"""
PR #734, opened 2023-08-23
Create 2 classes and many method

YaroslavYarovoy:


app/main.py
```diff
@@ -1,8 +1,48 @@
...
+                 brand: str) -> None:
+        self.comfort_class = comfort_class
+        self.clean_mark = clean_mark
+        self.brand = brand
 
 
 class CarWashStation:
-    # write your code here
-    pass
+    def __init__(self,
```
Polyakiv-Andrey, line 12: After opening the parentheses, write all the arguments on a new line, including the first one, the closing bracket is also written on a new line

app/main.py
```diff
@@ -1,8 +1,48 @@
...
+        return all_cost
+
+    def calculate_washing_price(self, car: Car) -> int:
+        if car.clean_mark <= self.clean_power:
+            cost_of_washing = round(
+                car.comfort_class * (self.clean_power - car.clean_mark)
+                * self.average_rating / self.distance_from_city_center, 1
+            )
+        else:
+            cost_of_washing = 0
```
Polyakiv-Andrey, line 37: instead of else declare Cost_of_washing in the first line of the method

Polyakiv-Andrey (changes requested):

app/main.py
YaroslavYarovoy: Can you explain why this is better? Few words pls)

PR #749, opened 2023-08-30
Solution

narizhiy:


app/main.py
```diff
@@ -1,8 +1,63 @@
 class Car:
-    # write your code here
-    pass
+    def __init__(self, comfort_class: int,
+                 clean_mark: int,
+                 brand: str) -> None:
```
```suggestion
    def __init__(self,
                 comfort_class: int,
                 clean_mark: int,
                 brand: str) -> None:
```

app/main.py
```diff
@@ -1,8 +1,63 @@
...
 
 
 class CarWashStation:
-    # write your code here
-    pass
+    def __init__(self, distance_from_city_center: int,
+                 clean_power: int,
+                 average_rating: int,
+                 count_of_ratings: int
+                 ) -> None:
```
```suggestion
    def __init__(
                 self,
                 distance_from_city_center: int,
                 clean_power: int,
                 average_rating: int,
                 count_of_ratings: int
                 ) -> None:
```

app/main.py
```diff
@@ -1,8 +1,63 @@
...
+        self.distance_from_city_center = distance_from_city_center
+        self.clean_power = clean_power
+        self.average_rating = average_rating
+        self.count_of_ratings = count_of_ratings
+
+    def serve_cars(self, cars: list) -> float:
```

Bohdan-Salamakha (changes requested):

app/main.py
narizhiy: Done

Bohdan-Salamakha (approved):

Bohdan-Salamakha (approved):

Bohdan-Salamakha (approved):

Issue #53, opened 2017-01-18
Incorporate DB Init/Migration tool


sirushtim:
Incorporate sqlalchemy-migrate/alembic into BMI in order to version database changes for upgrade. Furthermore, create a db-init script that will bootstrap BMI's database using the corresponding migration library.

chemistry-sourabh:
@ravisantoshgudimetla want to take a shot at this ? You are the official DB Admin anyways :P

PR #60, opened 2017-02-06
BMI Install script

sirushtim:
The scripts add a basic BMI installation with the following assumptions:

- Mock HIL
- Atleast 5G free hard drive space
- Ubuntu or RHEL Distro
- sudo access


scripts/install_bmi.sh
```diff
@@ -0,0 +1,104 @@
...
+cp examples/haas.cfg.dev-no-hardware ./haas.cfg
+
+export HAAS_ENDPOINT=http://127.0.0.1:5000
+export HAAS_USERNAME=haas
+export HAAS_PASSWORD=secret
+
+# Start Haas services
+haas-admin db create
+haas serve 5000&
+haas serve_networks&
```
naved001: AFAIK, we don't need to run `haas serve_networks` if you are doing `haas serve <port>`.

scripts/install_bmi.sh
```diff
@@ -0,0 +1,104 @@
...
+### START BMI setup
+git clone -b dev http://github.com/cci-moc/ims
+pushd ims
+
+### Install BMI
+
+sudo mkdir -p /var/log/bmi/logs /etc/bmi /opt/bmi
+sudo chown -R ubuntu:ubuntu /etc/bmi /var/log/bmi /opt/bmi
+
+wget https://gist.githubusercontent.com/sirushtim/6c28b7168f9121284364e46476af0c73/raw/a9f47dbf35a891689bfc9fe34f5fdf89f6207550/bmi_config.cfg.test
```
naved001: hardcoded path to your own repo? Maybe we should add the this test cfg file to the main repo (in an `/examples` folder in the main repo).

naved001:
If I understand correctly, this 
* installs HIL for you
* sets up a mock node and mock switches. 
* installs ceph
* installs BMI and runs the `einstein` and `picasso` servers. 
* uploads a cirros image to ceph. 

If this script is to just install BMI, why does it make mock switches and nodes? Or are we doing both here, install BMI and test it with a fake setup?

Feel free to correct me if I misunderstood something here.

scripts/install_bmi.sh
```diff
@@ -0,0 +1,104 @@
...
+set -ex
+sudo apt-get install -y python-pip
+### Packages for BMI
+sudo apt-get install -y tgt sqlite3 virtinst
+
+git clone http://github.com/cci-moc/hil
+
+pushd hil/
+sudo apt-get install -y libvirt-bin bridge-utils ipmitool telnet apache2 libapache2-mod-wsgi python-pip qemu-kvm python-libvirt python-psycopg2 vlan net-tools icu-devtools libicu-dev libxml2-dev libxslt1-dev python-virtualenv python3-virtualenv virtualenv # For Ubuntu
+
```
naved001: Maybe we could do `cat /etc/*-release` to get the name of distro and based on it install the required packages. Because we are using CentOS (or RHEL) almost everywhere.

naved001:
Also, making the script just for ubuntu strikes me as a bad idea because we are using CentOS (or RHEL) almost everywhere. 

I think it would easy to change `install_bmi.sh` to support centOS and RHEL. But I am not sure about setting up ceph though (Are we setting up ceph just for the testing environment?)

chemistry-sourabh:
I advise separating HIL installation into a separate file and calling it in install-bmi.sh. You can do the same for install-ceph.sh also. If you are worried about HIL or Ceph already being installed you can make it interactive.

scripts/install_bmi.sh
```diff
@@ -0,0 +1,104 @@
...
+
+### START BMI setup
+git clone -b dev http://github.com/cci-moc/ims
+pushd ims
+
+### Install BMI
+
+sudo mkdir -p /var/log/bmi/logs /etc/bmi /opt/bmi
+sudo chown -R ubuntu:ubuntu /etc/bmi /var/log/bmi /opt/bmi
```
chemistry-sourabh: Create a bmi user and chown everything to that user. Also add that user to sudo group also

scripts/install_bmi.sh
```diff
@@ -0,0 +1,104 @@
...
+
+wget https://gist.githubusercontent.com/sirushtim/6c28b7168f9121284364e46476af0c73/raw/a9f47dbf35a891689bfc9fe34f5fdf89f6207550/bmi_config.cfg.test
+cp bmi_config.cfg.test /etc/bmi/bmiconfig.cfg
+cp ims/ipxe.temp /etc/bmi/ipxe.config
+cp ims/mac.temp /etc/bmi/pxelinux.cfg
+
+sudo python setup.py develop
+touch /opt/bmi/bmi.db
+bmi db ls
```
chemistry-sourabh: why did you ls here ?

scripts/install_bmi.sh
chemistry-sourabh: Can you wrap around long lines to 80 characters please

scripts/install_bmi.sh
sirushtim: Just followed the docs here: https://github.com/CCI-MOC/hil/blob/master/docs/INSTALL-devel.rst#start-the-server

I could just remove the line if you think it's of no use.

scripts/install_bmi.sh
sirushtim: Yes, this will be done in the next iteration. Thanks.

scripts/install_bmi.sh
sirushtim: This bootstraps the database with the necessary tables. Something https://github.com/CCI-MOC/ims/issues/53 intends to fix.

sirushtim:
@naved001 

> If I understand correctly, this
> installs  HIL for you
> sets  up a mock node and mock switches.
> installs ceph
> installs BMI and runs the einstein and picasso servers.
> uploads a cirros image to ceph.
> If this script is to just install BMI, why does it make mock switches and nodes? Or are we doing both here, install BMI and test it with a fake setup?

> Feel free to correct me if I misunderstood something here.

That sounds about right. Perhaps, the name install_bmi.sh is misleading. We can split setting up of HIL into its own script which would make it cleaner.

@naved001 We don't need to keep this script generic for all distros. This script isn't intended to deploy BMI into production. It is only going to be used for Development/Continuous Integration. However, improvements can be made in a later patch once we get our CI up and running.

@chemistry-sourabh Sure, splitting HIL into it's own script sounds good.

At the moment, getting `bmi pro` to run is a priority. That would serve us as an integration test in our CI to then satisfy the criteria to merge dev branch to master branch.

scripts/install_bmi.sh
naved001: you are right, I just learnt it today too. smh

ravisantoshgudimetla:
@sirushtim I recommend using ansible or some other automation tool for installation scripts, you can refer to haas ansible installation scripts by Kristi. The advantage is you don't have to take care of error handling stuff.

sirushtim:
@ravisantoshgudimetla This script is only used for development/CI testing. I'd prefer we keep this to BASH for now as it becomes really simple for newcomers to fix a bug that breaks our CI. I like Ansible for it's idempotent nature but Ansible feels like an over-optimization at this point for a few bash commands to run our CI.

However, for production, we should definitely create a new Ansible or a Puppet module for BMI thereby handling other infrastructure specific errors that may occur.

ravisantoshgudimetla:
@sirushtim My only concern is it will be a throw away work. I have some script in ansible that does most installation but I lost it somewhere. I will try digging or writing something by end of next week and send.

sirushtim:
@ravisantoshgudimetla IMO, a script to set up a development environment is not going to be throw away work. Each developer is expected to run the script to setup a basic BMI dev env quickly since we set up Ceph/HIL services which would take otherwise more time to write through Ansible playbooks. So basically, BASH is a super quick way to fix failing CI builds than Ansible is all.

However, if you do have Ansible scripts to set up BMI, it would be really nice to have in the repository as there are plans to use Ansible/Puppet when BMI when goes into production.

scripts/install_bmi.sh
chemistry-sourabh: Perhaps a better way to do it is to add a separate method that simply adds the default admin into the admin. I think HIL also has a command which does it, correct me if I am wrong @naved001

scripts/install_bmi.sh
```diff
@@ -0,0 +1,104 @@
...
+
+### Install BMI
+
+sudo mkdir -p /var/log/bmi/logs /etc/bmi /opt/bmi
+sudo chown -R ubuntu:ubuntu /etc/bmi /var/log/bmi /opt/bmi
+
+wget https://gist.githubusercontent.com/sirushtim/6c28b7168f9121284364e46476af0c73/raw/a9f47dbf35a891689bfc9fe34f5fdf89f6207550/bmi_config.cfg.test
+cp bmi_config.cfg.test /etc/bmi/bmiconfig.cfg
+cp ims/ipxe.temp /etc/bmi/ipxe.config
+cp ims/mac.temp /etc/bmi/pxelinux.cfg
```
chemistry-sourabh: There is no point of copying the template files. setup.py is going to install them along with other modules

scripts/install_bmi.sh
```diff
@@ -0,0 +1,104 @@
...
+
+sudo python setup.py develop
+touch /opt/bmi/bmi.db
+bmi db ls
+sqlite3 /opt/bmi/bmi.db "insert into project values (0, 'bmi_infra', 'bmi_network')"
+
+# Temporary changes to get stable CI. Need to do pull request to get this fixed.
+sed -i s/"app.run(host=cfg.bind_ip, port=cfg.bind_port)"/"app.run(host=cfg.bind_ip, port=int(cfg.bind_port))"/ ims/picasso/rest.py
+sed -i s/"HAAS_BMI_CHANNEL = \"vlan\/native\""/"HAAS_BMI_CHANNEL = \"null\""/ ims/common/constants.py
+sed -i s/"cluster = rados.Rados(rados_id=self.rid, conffile=self.r_conf)"/"cluster = rados.Rados(conffile=self.r_conf)"/ ims/einstein/ceph.py
```
chemistry-sourabh: Can you please elaborate why you need these 3 lines ?

scripts/install_bmi.sh
```diff
@@ -0,0 +1,104 @@
...
+sudo python scripts/einstein_server &
+sudo python scripts/picasso_server &
+
+sleep 5
+
+sudo chmod 777 /etc/tgt/conf.d/
+
+popd
+
+bmi db ls
```
chemistry-sourabh: why do you need a second one ?

scripts/install_bmi.sh
```diff
@@ -0,0 +1,104 @@
...
+sqlite3 /opt/bmi/bmi.db "insert into project values (0, 'bmi_infra', 'bmi_network')"
+
+# Temporary changes to get stable CI. Need to do pull request to get this fixed.
+sed -i s/"app.run(host=cfg.bind_ip, port=cfg.bind_port)"/"app.run(host=cfg.bind_ip, port=int(cfg.bind_port))"/ ims/picasso/rest.py
+sed -i s/"HAAS_BMI_CHANNEL = \"vlan\/native\""/"HAAS_BMI_CHANNEL = \"null\""/ ims/common/constants.py
+sed -i s/"cluster = rados.Rados(rados_id=self.rid, conffile=self.r_conf)"/"cluster = rados.Rados(conffile=self.r_conf)"/ ims/einstein/ceph.py
+
+sudo python scripts/einstein_server &
+sudo python scripts/picasso_server &
```
chemistry-sourabh: Don't start picasso or einstein here

scripts/install_bmi.sh
chemistry-sourabh: Also there is no need to touch the db as it will be created by the ls.

chemistry-sourabh:
@sirushtim I advise separating the script into installation and setup. Like install-bmi.sh will only install bmi and setup-bmi.sh will only configure it (like adding user and image) similarly for HIL and Ceph also.
Then you can make a central script that calls all of them individually ( Can make it interactive later if not replaced by ansible ).

Also make separate start-env and stop-env scripts that will run HIL, Ceph and TGT and stop them.
I feel this will make stuff modular and easy to maintain. Also add some echo statements so that it will be easy to identify where everything screwed up.

Also are you installing TGT ? If no, you should do it in a separate script ( like in first para )

chemistry-sourabh:
@ravisantoshgudimetla please review the ceph.sh file

chemistry-sourabh:
Thats all folks!!

scripts/install_bmi.sh
sirushtim: @chemistry-sourabh That better method to initiate database tables is what #53 was raised for. Please have a read at that bug for more information. 

There is a need to touch the db file since we want to retain file ownership of the script to be the one that is run by the script than the one that is invoked by einstein (example: root).

scripts/install_bmi.sh
sirushtim: No, at the moment, setup.py does not copy config/template files to /etc.

scripts/install_bmi.sh
sirushtim: These 3 lines are basically bugs that I faced while setting up bmi. I'll have to remove it in the next iteration and make it part of the pull request.

scripts/install_bmi.sh
sirushtim: This is just to know if the basic command works or else the script exits if this command fails.

scripts/install_bmi.sh
sirushtim: Besides modularizing the code, is there any other difference in starting the scripts at this stage?

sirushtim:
"""
What the task requires:
Work out how many lines of the records contain "misunderstood", and reply with the number alone.

Output:
2